(Saved entries)
PR #173, opened 2015-09-23
Implement Elder data

ZephireNZ:
Implementation of `ElderData`.

Implementation of `ImmutableElderData`

Implementation of the `ElderDataBuilder`
- [x] In the `build()` method, checked if the container contained the keys required, if it doesn't, return `Optional.empty()`

Implementation of the `ElderDataProcessor`(s):

Registration:
- [x] Registered the `Key` correctly by `ELDER_GUARDIAN` in the `KeyRegistry`

Test Plugin code:

```java
@Plugin(id = "data-test", name = "DataTest")
public class DataTestPlugin {

    @Listener
    public void onSpawn(SpawnEntityEvent event) {
        if (entity.supports(ElderData.class)) {
            final ElderData elderData = entity.getOrCreate(ElderData.class).get();
            elderData.set(Keys.ELDER_GUARDIAN, !elderData.elder().get());
            entity.offer(elderData);
        }
        final Optional<Value<Boolean>> optional = entity.getValue(Keys.ELDER_GUARDIAN);
        if (optional.isPresent()) {
            if (optional.get().get()) {
                System.out.println("Holy cow! An Elder Guardian!");
            } else {
                System.out.println("Oh... just another Guardian.");
            }
        }
    }
    
    @Listener
    public void onDeath(DestructEntityEvent.Death event) {
        if(entity instanceof Guardian) {
            if(entity.get(Keys.ELDER_GUARDIAN).get()) {
                System.out.println("Elder guardian died!");
            }
        }
    }
}
```


src/main/java/org/spongepowered/common/data/builder/manipulator/mutable/entity/ElderDataBuilder.java
```diff
@@ -0,0 +1,63 @@
...
+import org.spongepowered.api.service.persistence.InvalidDataException;
+import org.spongepowered.common.data.manipulator.mutable.entity.SpongeElderData;
+
+public class ElderDataBuilder implements DataManipulatorBuilder<ElderData, ImmutableElderData> {
+
+    @Override
+    public Optional<ElderData> build(DataView container) throws InvalidDataException {
+        if (container.contains(Keys.ELDER_GUARDIAN.getQuery())) {
+            Optional<Boolean> elder = container.getBoolean(Keys.ELDER_GUARDIAN.getQuery());
+            if (elder.isPresent()) {
```
gabizou: you just checked if the container contains the query....

Also, the contract is that if the container doesn't have the information to build the manipulator (or `DataSerializable`), throw an `InvalidDataException`. Not doing so kinda breaks the contract here.

src/main/java/org/spongepowered/common/data/processor/data/entity/ElderDataProcessor.java
```diff
@@ -0,0 +1,85 @@
...
+import org.spongepowered.api.data.manipulator.mutable.entity.ElderData;
+import org.spongepowered.api.data.manipulator.mutable.entity.ScreamingData;
+import org.spongepowered.common.data.manipulator.mutable.entity.SpongeElderData;
+import org.spongepowered.common.data.manipulator.mutable.entity.SpongeScreamingData;
+import org.spongepowered.common.data.processor.common.AbstractEntityDataProcessor;
+import org.spongepowered.common.data.util.DataUtil;
+
+import java.util.Map;
+
+public class ElderDataProcessor extends AbstractEntityDataProcessor<EntityGuardian, ElderData, ImmutableElderData> {
```
gabizou: Better to extend `AbstractEntitySingleDataProcessor` since you focus on one single piece of data, the `boolean` value of whether a `Guardian` is an elder or not.

src/main/java/org/spongepowered/common/data/processor/value/entity/ElderValueProcessor.java
```diff
@@ -0,0 +1,83 @@
...
+    }
+
+    @Override
+    protected Value<Boolean> constructValue(Boolean defaultValue) {
+        return new SpongeValue<Boolean>(Keys.ELDER_GUARDIAN, false, defaultValue);
+    }
+
+    @Override
+    public Optional<Boolean> getValueFromContainer(ValueContainer<?> container) {
+        if (container.supports(Keys.ELDER_GUARDIAN)) {
```
gabizou: no..... don't call `container.supports` ever.... You're already in the value processor, you shouldn't call anything else that would require the `ValueContainer` to re-search for the very same `ValueProcessor` for a simple check.

Replacing with `if (supports(container)) {` is acceptable, though alternatively, you could just use `if (container instanceof EntityGuardian) {`.

src/main/java/org/spongepowered/common/data/processor/value/entity/ElderValueProcessor.java
```diff
@@ -0,0 +1,83 @@
...
+
+    @Override
+    public boolean supports(ValueContainer<?> container) {
+        return container instanceof EntityGuardian;
+    }
+
+    @Override
+    public DataTransactionResult offerToStore(ValueContainer<?> container, Boolean value) {
+        final ImmutableValue proposedValue = new ImmutableSpongeValue(Keys.ELDER_GUARDIAN, value);
+        final ImmutableValue oldValue = getApiValueFromContainer(container).get().asImmutable();
```
gabizou: You're getting the previous value before you're checking whether the `container` is an `EntityGuardian`.

src/main/java/org/spongepowered/common/data/builder/manipulator/mutable/entity/ElderDataBuilder.java
ZephireNZ: Okay, in that case should I change ScreamingData in this PR too then? That's also incorrect, which is where this came from haha

src/main/java/org/spongepowered/common/data/key/KeyRegistry.java
```diff
@@ -112,6 +112,7 @@ public static void registerKeys() {
         keyMap.put("item_enchantments", makeListKey(ItemEnchantment.class, of("ItemEnchantments")));
         keyMap.put("banner_patterns", makeListKey(PatternLayer.class, of("BannerPatterns")));
         keyMap.put("banner_base_color", makeListKey(DyeColor.class, of("BannerBaseColor")));
+        keyMap.put("elder", makeSingleKey(Boolean.class, Value.class, of("Elder")));
```
gabizou: Did you test this?

src/main/java/org/spongepowered/common/data/builder/manipulator/mutable/entity/ElderDataBuilder.java
gabizou: Yes. Any PR that isn't taking advantage of the various reductions in boilerplate code with `DataProcessor`s in general I'm requiring to be updated. I've considered nagging, if not just handling the issues myself, but I want the contributors to understand exactly what they need to be doing to implement the processors correctly.

ZephireNZ:
```
        if(container.contains(Keys.ELDER_GUARDIAN.getQuery())) {
            Boolean elder = DataUtil.getData(container, Keys.ELDER_GUARDIAN);
            return Optional.<ElderData>of(new SpongeElderData(elder));
        }
        return Optional.absent();
```

That's the better way, corect?

gabizou: The better way is simply:
```java
public Optional<ElderData> build(DataView container) throws InvalidDataException {
  final boolean isElder = DataUtil.getData(container, Keys.ELDER_GUARDIAN);
  return Optional.<ElderData>of(new SpongeElderData(isElder));
}
```

ZephireNZ:
Hopefully this should satisfy the test plugin requirements, it gets and offers data with manipulators and values:
```java
@Plugin(id = "data-test", name = "DataTest")
public class DataTestPlugin {

    @Listener
    public void onSpawn(SpawnEntityEvent event) {
        if(entity instanceof Guardian) {
            entity.offer(Keys.ELDER_GUARDIAN, true);
        }
        if(entity instanceof Enderman) {
            ScreamingData data = entity.get(ScreamingData.class).get();
            data.screaming().set(true);
            entity.offer(data);
        }
    }

    @Listener
    public void onDeath(DestructEntityEvent.Death event) {
        if(entity instanceof Guardian) {
            if(entity.get(Keys.ELDER_GUARDIAN).get()) {
                event.setMessage(Texts.of("Elder Guardian died!"));
            }
        }
        if(entity instanceof Enderman) {
            ScreamingData data = entity.get(ScreamingData.class).get();
            if(data.screaming().get()) {
                event.setMessage(Texts.of("AAAAAAAAAAAH!"));
            }
        }
    }
}
```

src/main/java/org/spongepowered/common/data/key/KeyRegistry.java
```diff
@@ -112,6 +112,7 @@ public static void registerKeys() {
         keyMap.put("item_enchantments", makeListKey(ItemEnchantment.class, of("ItemEnchantments")));
         keyMap.put("banner_patterns", makeListKey(PatternLayer.class, of("BannerPatterns")));
         keyMap.put("banner_base_color", makeListKey(DyeColor.class, of("BannerBaseColor")));
+        keyMap.put("elder", makeSingleKey(Boolean.TYPE, Value.class, of("Elder")));
```
gabizou: `!"elder".equalsIgnoreCase("ELDER_GUARDIAN")` which is why I was hoping that by testing with the proper methods (including manipulating the data through keys of the `ElderData` `DataManipulator`), you'd find that there's an issue with the key being registered here :wink: 

Basically, the keymap,  you're not putting the right field name for the key you're wanting to register: [`Keys.ELDER_GUARDIAN`](https://github.com/SpongePowered/SpongeAPI/blob/master/src/main/java/org/spongepowered/api/data/key/Keys.java#L214).

ZephireNZ: Oh, my mistake - assuming it was the name of the DataQuery, whoops.

Only just got an instance going so couldn't test - builds were failing because I hadn't updated the DamageSource Access Transformers.

gabizou:
> Hopefully this should satisfy the test plugin requirements, it gets and offers data with manipulators and values:

As I mentioned in the latest comment about the `KeyRegistry`, you shouldn't just test the processors, but the manipulators, because manipulators don't just handle a data value, they deal with it through a `Key`. If the `Key` is `null`, there's going to be exceptions down the line.

What you could do with the onSpawn:
```java
  @Listener
  public void onSpawn(SpawnEntityEvent event) {
    if (entity.supports(ElderData.class)) {
      final ElderData elderData = entity.getOrCreate(ElderData.class).get();
      elderData.set(Keys.ELDER_GUARDIAN, elderData.elder().get() ? false : true);
      entity.offer(elderData);
    }
    final Optional<Value<Boolean>> optional = entity.getValue(Keys.ELDER_GUARDIAN);
    if (optional.isPresent()) {
      if (optional.get()) {
        System.out.println("Holy cow! An Elder Guardian!");
      } else {
        System.out.println("Oh... just another Guardian.");
      }
    }
  }


```

src/main/java/org/spongepowered/common/data/builder/manipulator/mutable/entity/ElderDataBuilder.java
```diff
@@ -0,0 +1,59 @@
...
+    }
+
+    @Override
+    public ElderData create() {
+        return new SpongeElderData(false);
+    }
+
+    @Override
+    public Optional<ElderData> createFrom(DataHolder dataHolder) {
+        if (dataHolder.supports(Keys.ELDER_GUARDIAN)) {
```
gabizou: Don't delegate from the data builder to the value processor here. This should be exactly the same as the data processor's `createFrom(DataHolder)` method.

ZephireNZ:
Moving the Screaming data to a separate PR, seems better than lumping these two together.

gabizou:
Can you update the description as to what this PR is exactly trying to do?

ZephireNZ:
Hopefully the description is more clear now.

I think I just need to update the caching to use the new `.of` and it should be good.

Your assignment — Scan the records for the word "setMessage" and copy every line where it is found.

Answer for this exercise —
                event.setMessage(Texts.of("Elder Guardian died!"));
                event.setMessage(Texts.of("AAAAAAAAAAAH!"));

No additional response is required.